# Showing a mapping has infinitely many solutions

Problem: Define a mapping $\gamma\colon\mathbb{N}\to\mathbb{N}$ such that for each $n\in\mathbb{N}$ the equation $\gamma(x)=n$ has infinitely many solutions.

Book solution: Let $p_n$ denote the $n$th prime ($p_1=2, p_2=3, \ldots$). Define $\gamma$ by $\gamma(p_n^k)=n$ for $k=1,2,3,\ldots$; $\gamma(m)$ can then be anything for $m$ not a prime power.

My solution: Define $\gamma$ by $\gamma(n\cdot\cos(\pi/2\cdot k))=n$ for $k=1,2,3,\ldots$. Doesn't this work? It seems like there are so many trivial ways to answer this problem correctly or am I missing something?

$\color{red}{\text{Edit: Concerning the book's solution:}}$ Suppose $\gamma(x)=5$. Then solutions are $$p_5^k=11^k=\underbrace{11,121,\ldots}_{\text{infinitely many}},$$ where there are evidently infinitely many solutions. Is my understanding correct?

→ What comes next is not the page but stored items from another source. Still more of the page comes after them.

PR #110, opened 2023-08-14
EVEREST-182 List backups endpoint

gen1us2k:


fabio-silva:
@gen1us2k just to be sure, will this endpoint return:
- backup name;
- backup size;
- backup type
?

gen1us2k:
@fabio-silva backup.name, state and that's all. No size at this moment and no backup.type at this moment as well

oksana-grishchenko (approved):
The API looks a bit confusing bc we use the
`/kubernetes/{kubernetes-id}/database-clusters/{name}/backups` pattern only for listing the backups, while the other actions are still under the
`/kubernetes/{kubernetes-id}/database-cluster-backups` pattern, but for the sake of not blowing up the scope - I'm fine with it.

gen1us2k:
@oksana-grishchenko From the product standpoint we need to list only per cluster backups and do not need to have list-backups that we had before. Listing backups can be solved without this endpoint using the old design for it but this will be easier for our FE team and API consumers to work with. That's why I implemented this way

api/database_cluster_backup.go
```diff
@@ -16,10 +16,32 @@
...
+	"github.com/AlekSi/pointer"
+	"github.com/labstack/echo/v4"
+)
 
 // ListDatabaseClusterBackups returns list of the created database cluster backups on the specified kubernetes cluster.
-func (e *EverestServer) ListDatabaseClusterBackups(ctx echo.Context, kubernetesID string) error {
+func (e *EverestServer) ListDatabaseClusterBackups(ctx echo.Context, kubernetesID string, name string) error {
+	req := ctx.Request()
+	if !validateRFC1123(name) {
+		return ctx.JSON(http.StatusBadRequest, Error{Message: pointer.ToString("cluster name is not RFC 1123 compatible")})
```
michal-kralik, line 33:
```suggestion
		return ctx.JSON(http.StatusBadRequest, Error{Message: pointer.ToString("Cluster name is not RFC 1123 compatible")})
```

michal-kralik (approved):

PR #111, opened 2023-08-15
EVEREST-269 Renamed ObjectStorage to BackupStorage

gen1us2k:


michal-kralik:
I'd like to do this in my PR for monitoring if possible.
Otherwise there will be tons of conflicts and I'll have hard time merging this.

api/database_cluster.go
```diff
@@ -60,11 +60,11 @@ func (e *EverestServer) ListDatabaseClusters(ctx echo.Context, kubernetesID stri
 
 // DeleteDatabaseCluster Create a database cluster on the specified kubernetes cluster.
 func (e *EverestServer) DeleteDatabaseCluster(ctx echo.Context, kubernetesID string, name string) error {
-	err := e.deleteObjectStorages(ctx.Request().Context(), kubernetesID, name)
+	err := e.deleteBackupStorages(ctx.Request().Context(), kubernetesID, name)
```
oksana-grishchenko, line 63: I'm concerned about the naming, which becomes confusing when there are both k8s resource and Everest object have exactly the same name. 
For example here - when a DBCluster is deleted, we try to delete the related storage CRs from k8s. We don't touch the Everest object here, however from this naming I would assume we delete everything. So to understand what's happening we need to dive into details each time.

what about having a prefix like `k8s`? So we'll have `backupStorages` for Everest objects and `k8sBackupStorages` for k8s objects.

gen1us2k: I use use k8s prefix for k8s related objects

oksana-grishchenko: I see, I can find the `updateK8SBackupStorages` method, which is what I would like to have. But why we don't have the prefix in the `deleteBackupStorages` and `createBackupStorages` methods? That methods also operates with k8s objects only.

gen1us2k:
@michal-kralik Unfortunately no because the issue is on me and I made everything ready to merge.

oksana-grishchenko (approved):

michal-kralik:
> @michal-kralik Unfortunately no because the issue is on me and I made everything ready to merge.

I can make the changes in my PR.
It's going to be tons of work if we merge this first instead of me making the changes in the other PR which will further postpone the delivery.

recharte:
> 

@michal-kralik As discussed offline, this issue is blocking the FE development for the backups and that's a higher priority now compared to the monitoring part. Let's not block this due to the monitoring PR.
Sorry for the extra work you'll have to do fixing the conflicts.

pkg/kubernetes/client/object_storage.go
recharte, line 1: You should also rename this file.

public/dist/index.html
```diff
@@ -1 +1,20 @@
...
+      try { window.__REACT_DEVTOOLS_GLOBAL_HOOK__ = window.parent.__REACT_DEVTOOLS_GLOBAL_HOOK__; } catch {}
+      </script>
+      <!-- minimal css resets -->
+      <style> body { margin: 0; } </style>
+    <link rel="icon" href="/favicon.ico"><script defer src="/static/main.ca9a2bd539386a10e771.js"></script></head>
+    <body>
+      <div id="root"></div>
+    </body>
+  </html>
+
```
recharte, line 20: Why is this part of this PR? Was it intentional?

recharte (changes requested):

public/dist/index.html
gen1us2k: Nah. I just test be with fe locally and it makes these changes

• There are, indeed, many simple answers. But yours isn't clear. What's wanted is a single function $\gamma(x)$. I don't know whether you are defining a single function, or infinitely many functions, one for each $k$. – Gerry Myerson Mar 8 '15 at 11:31
• @GerryMyerson Is the book's clearer? – riddler Mar 8 '15 at 11:34
• To me, yes, it is. – Gerry Myerson Mar 8 '15 at 11:39
• In response to your edit: yes, your understanding certainly appears to be correct. – G. H. Faust Mar 9 '15 at 9:01

The books solution is very nice. Yours doesn't work, because $\cos(\frac{\pi}{2} \cdot k)$ will only produce a few different values as $k$ varies. So even though you've constructed a different equation that has infinite solutions (all the $k$s), the solutions to the new equation don't all produce distinct solutions to the original equation.

Here's how I would do it, in the style of the book's solution to your other question.

$\gamma(0) = 0,$

$\gamma(1) = 0, \gamma(2) = 1,$

$\gamma(3) = 0, \gamma(4) = 1, \gamma(5) = 2,$

$\gamma(6) = 0, \gamma(7) = 1, \gamma(8) = 2, \gamma(9) = 3,$

And so on.

• Or what would be the formula for $\gamma(k)=n$ in this case? Or is that a more difficult question? – riddler Mar 8 '15 at 12:04
• Not strictly. Before, the bound was just giving you a way to compute the value of the function. But it is related, in that a number of the form $\frac{n(n-1)}{2}$ will always be zero. It's still not a nice formula, but I think another way to express $\gamma(k)$ would be: $k - \frac{a(a-1)}{2}$, where $a$ is picked as large as possible without making the function negative. – G. H. Faust Mar 8 '15 at 12:08
• Thanks for your help. I'll digest this more thoroughly once I get some much needed sleep. I understand the book's solution now. Good to have other viewpoints though. Thanks! – riddler Mar 8 '15 at 12:16

$\newcommand{\N}[0]{\mathbb{N}}$The general recipe is to write $\N$ as the union of infinitely many infinite disjoint subsets $A_{n}$, for $n \in \N$, and then define $\gamma(x) = n$ for $x \in A_{n}$, that is, $A_{n} = \gamma^{-1}(\{ n \})$.

My favourite example, which comes from Hilbert's hotel, is to take, for $n \ge 1$ $$A_{n} = \{ x \in \N : x \equiv 2^{n-1} \pmod{2^{n}} \},$$ So $A_{1}$ are the odd numbers, $A_{2}$ are the numbers congruent to $2$ modulo $4$, etc

Using basic facts about cardinality, we can reduce the problem to finding a map $h:\mathbb{Q} \to \mathbb{N}$ such that $h(x) = n$ has infinitely many solutions for every $n\in \mathbb{N}$.

Let $g: \mathbb{Q} \to \mathbb{N}$ be any bijection between $\mathbb{Q}$ and $\mathbb{N}$. Let $h:\mathbb{Q} \to \mathbb{N}$ be the map that sends $\pm\frac{a}{b} \to a$ where $\frac{a}{b}$ is in lowest terms. Then the map $h\circ g^{-1}$ satisfies the desired properties.